-------- DATA TO PROCESS --------

PR #1310, opened 2023-10-21
Ledamping 1

Ashish1805:

PR #1323, opened 2023-11-17
[Link Event Damping] Add tracker to track the selectable timers used by link event damper

Ashish1805:
- Link event damper running on each port will have its own SelectableTimer. This class helps create a mapping of SelectableTimer and object that created the SelectableTimer so that when timer is fired, proper EventHandler object can be invoked.

HLD: sonic-net/SONiC#1071


Ashish1805:
Hi @kcudnik `CodeQL / Analyze (cpp) (pull_request_target)` check is failing.

```
/usr/bin/ld: ../../syncd/libSyncd.a(libSyncd_a-PortStateChangeHandler.o): in function `syncd::PortStateChangeHandler::PortStateChangeHandler(std::shared_ptr<swss::SelectableEvent>)':
/home/runner/work/sonic-sairedis/sonic-sairedis/syncd/PortStateChangeHandler.cpp:21: undefined reference to `syncd::PortStateChangeHandler::PORT_STATE_CHANGE_QUEUE_SIZE'
collect2: error: ld returned 1 exit status
```

`PORT_STATE_CHANGE_QUEUE_SIZE` is defined as static and constexpr class data member (https://github.com/sonic-net/sonic-sairedis/blob/master/syncd/PortStateChangeHandler.h#L43). I see sairedis repo uses c++14, so it is necessary to also provide definition for this static data member in .cc file. Like:
```
// Defined in PortStateChangeHandler.cc
constexpr size_t PortStateChangeHandler::PORT_STATE_CHANGE_QUEUE_SIZE;
```

`PortStateChangeHandler.cpp` was added in https://github.com/sonic-net/sonic-sairedis/pull/1310 PR and `CodeQL / Analyze (cpp) (pull_request_target)` check passed in that PR: https://github.com/sonic-net/sonic-sairedis/actions/runs/6885079249. Not sure why it didn't fail during CodeQL check of that PR.

I am not sure what is the protocol here: do we add fix PR for this or revert the culprit PR https://github.com/sonic-net/sonic-sairedis/pull/1310 and merge it again with suggested changes?

kcudnik:
> Hi @kcudnik `CodeQL / Analyze (cpp) (pull_request_target)` check is failing.
> 
> ```
> /usr/bin/ld: ../../syncd/libSyncd.a(libSyncd_a-PortStateChangeHandler.o): in function `syncd::PortStateChangeHandler::PortStateChangeHandler(std::shared_ptr<swss::SelectableEvent>)':
> /home/runner/work/sonic-sairedis/sonic-sairedis/syncd/PortStateChangeHandler.cpp:21: undefined reference to `syncd::PortStateChangeHandler::PORT_STATE_CHANGE_QUEUE_SIZE'
> collect2: error: ld returned 1 exit status
> ```
> 
> `PORT_STATE_CHANGE_QUEUE_SIZE` is defined as static and constexpr class data member (https://github.com/sonic-net/sonic-sairedis/blob/master/syncd/PortStateChangeHandler.h#L43). I see sairedis repo uses c++14, so it is necessary to also provide definition for this static data member in .cc file. Like:
> 
> ```
> // Defined in PortStateChangeHandler.cc
> constexpr size_t PortStateChangeHandler::PORT_STATE_CHANGE_QUEUE_SIZE;
> ```
> 
> `PortStateChangeHandler.cpp` was added in #1310 PR and `CodeQL / Analyze (cpp) (pull_request_target)` check passed in that PR: https://github.com/sonic-net/sonic-sairedis/actions/runs/6885079249. Not sure why it didn't fail during CodeQL check of that PR.
> 
> I am not sure what is the protocol here: do we add fix PR for this or revert the culprit PR #1310 and merge it again with suggested changes?

SAME ISSUE CAUSES SWSS ERROR HERE: https://github.com/sonic-net/sonic-sairedis/pull/1310#issuecomment-1817445036

please figure out why this is causing build error or revert the change !

syncd/SelectablesTracker.h
```diff
@@ -0,0 +1,52 @@
...
+    // corresponding EventHandler objects.
+    class SelectablesTracker
+    {
+        public:
+
+            SelectablesTracker() = default;
+
+            virtual ~SelectablesTracker() = default;
+
+            // Not copyable or movable.
```
kcudnik, line 22: move this to private then

syncd/SelectablesTracker.h
```diff
@@ -0,0 +1,52 @@
...
+            virtual bool selectableIsTracked(
+                    _In_ swss::Selectable *selectable);
+
+            // Gets the EventHandler for a Selectable.
+            virtual SelectableEventHandler *getEventHandlerForSelectable(
+                    _In_ swss::Selectable *selectable);
+
+        private:
+
+            using SelectableFdToEventHandlerMap = std::unordered_map<int, SelectableEventHandler *>;
```
kcudnik, line 47: use shared_ptr instead of pointers

kcudnik (changes requested):
address comments

kcudnik:
change 
```
static constexpr size_t PortStateChangeHandler::PORT_STATE_CHANGE_QUEUE_SIZE;
```
to
```
constexpr size_t PortStateChangeHandler::PORT_STATE_CHANGE_QUEUE_SIZE;
```

first keyword static requires declaration in cpp file since it's considered a field

syncd/SelectablesTracker.h
Ashish1805: Doesn't look like w should be using shared_ptr here. Do you use any benefit of using shared_ptr?

Ashish1805:
Adding @Junchao-Mellanox for review.

syncd/SelectablesTracker.h
kcudnik: yes, benefit is to not lose  trakc of pointers and prevent memory leak, please use shared_ptr, as is used in entire syncd project

syncd/SelectablesTracker.cpp
```diff
@@ -0,0 +1,103 @@
...
+
+    if (selectable == nullptr)
+    {
+        SWSS_LOG_ERROR("Invalid Selectable:Selectable is NULL.");
+
+        return false;
+    }
+
+    int fd = selectable->getFd();
+    if (eventHandler == nullptr)
```
Junchao-Mellanox, line 21: move the check before line 20

kcudnik: althoug he wanted to log fd number in error message, anyway please add empty line before if()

--------

PROBLEM DETAILS =>
Transcribe all the entries exactly, as they stand.

RESPONSE BELOW =>
PR #1310, opened 2023-10-21
Ledamping 1

Ashish1805:

PR #1323, opened 2023-11-17
[Link Event Damping] Add tracker to track the selectable timers used by link event damper

Ashish1805:
- Link event damper running on each port will have its own SelectableTimer. This class helps create a mapping of SelectableTimer and object that created the SelectableTimer so that when timer is fired, proper EventHandler object can be invoked.

HLD: sonic-net/SONiC#1071


Ashish1805:
Hi @kcudnik `CodeQL / Analyze (cpp) (pull_request_target)` check is failing.

```
/usr/bin/ld: ../../syncd/libSyncd.a(libSyncd_a-PortStateChangeHandler.o): in function `syncd::PortStateChangeHandler::PortStateChangeHandler(std::shared_ptr<swss::SelectableEvent>)':
/home/runner/work/sonic-sairedis/sonic-sairedis/syncd/PortStateChangeHandler.cpp:21: undefined reference to `syncd::PortStateChangeHandler::PORT_STATE_CHANGE_QUEUE_SIZE'
collect2: error: ld returned 1 exit status
```

`PORT_STATE_CHANGE_QUEUE_SIZE` is defined as static and constexpr class data member (https://github.com/sonic-net/sonic-sairedis/blob/master/syncd/PortStateChangeHandler.h#L43). I see sairedis repo uses c++14, so it is necessary to also provide definition for this static data member in .cc file. Like:
```
// Defined in PortStateChangeHandler.cc
constexpr size_t PortStateChangeHandler::PORT_STATE_CHANGE_QUEUE_SIZE;
```

`PortStateChangeHandler.cpp` was added in https://github.com/sonic-net/sonic-sairedis/pull/1310 PR and `CodeQL / Analyze (cpp) (pull_request_target)` check passed in that PR: https://github.com/sonic-net/sonic-sairedis/actions/runs/6885079249. Not sure why it didn't fail during CodeQL check of that PR.

I am not sure what is the protocol here: do we add fix PR for this or revert the culprit PR https://github.com/sonic-net/sonic-sairedis/pull/1310 and merge it again with suggested changes?

kcudnik:
> Hi @kcudnik `CodeQL / Analyze (cpp) (pull_request_target)` check is failing.
> 
> ```
> /usr/bin/ld: ../../syncd/libSyncd.a(libSyncd_a-PortStateChangeHandler.o): in function `syncd::PortStateChangeHandler::PortStateChangeHandler(std::shared_ptr<swss::SelectableEvent>)':
> /home/runner/work/sonic-sairedis/sonic-sairedis/syncd/PortStateChangeHandler.cpp:21: undefined reference to `syncd::PortStateChangeHandler::PORT_STATE_CHANGE_QUEUE_SIZE'
> collect2: error: ld returned 1 exit status
> ```
> 
> `PORT_STATE_CHANGE_QUEUE_SIZE` is defined as static and constexpr class data member (https://github.com/sonic-net/sonic-sairedis/blob/master/syncd/PortStateChangeHandler.h#L43). I see sairedis repo uses c++14, so it is necessary to also provide definition for this static data member in .cc file. Like:
> 
> ```
> // Defined in PortStateChangeHandler.cc
> constexpr size_t PortStateChangeHandler::PORT_STATE_CHANGE_QUEUE_SIZE;
> ```
> 
> `PortStateChangeHandler.cpp` was added in #1310 PR and `CodeQL / Analyze (cpp) (pull_request_target)` check passed in that PR: https://github.com/sonic-net/sonic-sairedis/actions/runs/6885079249. Not sure why it didn't fail during CodeQL check of that PR.
> 
> I am not sure what is the protocol here: do we add fix PR for this or revert the culprit PR #1310 and merge it again with suggested changes?

SAME ISSUE CAUSES SWSS ERROR HERE: https://github.com/sonic-net/sonic-sairedis/pull/1310#issuecomment-1817445036

please figure out why this is causing build error or revert the change !

syncd/SelectablesTracker.h
```diff
@@ -0,0 +1,52 @@
...
+    // corresponding EventHandler objects.
+    class SelectablesTracker
+    {
+        public:
+
+            SelectablesTracker() = default;
+
+            virtual ~SelectablesTracker() = default;
+
+            // Not copyable or movable.
```
kcudnik, line 22: move this to private then

syncd/SelectablesTracker.h
```diff
@@ -0,0 +1,52 @@
...
+            virtual bool selectableIsTracked(
+                    _In_ swss::Selectable *selectable);
+
+            // Gets the EventHandler for a Selectable.
+            virtual SelectableEventHandler *getEventHandlerForSelectable(
+                    _In_ swss::Selectable *selectable);
+
+        private:
+
+            using SelectableFdToEventHandlerMap = std::unordered_map<int, SelectableEventHandler *>;
```
kcudnik, line 47: use shared_ptr instead of pointers

kcudnik (changes requested):
address comments

kcudnik:
change 
```
static constexpr size_t PortStateChangeHandler::PORT_STATE_CHANGE_QUEUE_SIZE;
```
to
```
constexpr size_t PortStateChangeHandler::PORT_STATE_CHANGE_QUEUE_SIZE;
```

first keyword static requires declaration in cpp file since it's considered a field

syncd/SelectablesTracker.h
Ashish1805: Doesn't look like w should be using shared_ptr here. Do you use any benefit of using shared_ptr?

Ashish1805:
Adding @Junchao-Mellanox for review.

syncd/SelectablesTracker.h
kcudnik: yes, benefit is to not lose  trakc of pointers and prevent memory leak, please use shared_ptr, as is used in entire syncd project

syncd/SelectablesTracker.cpp
```diff
@@ -0,0 +1,103 @@
...
+
+    if (selectable == nullptr)
+    {
+        SWSS_LOG_ERROR("Invalid Selectable:Selectable is NULL.");
+
+        return false;
+    }
+
+    int fd = selectable->getFd();
+    if (eventHandler == nullptr)
```
Junchao-Mellanox, line 21: move the check before line 20

kcudnik: althoug he wanted to log fd number in error message, anyway please add empty line before if()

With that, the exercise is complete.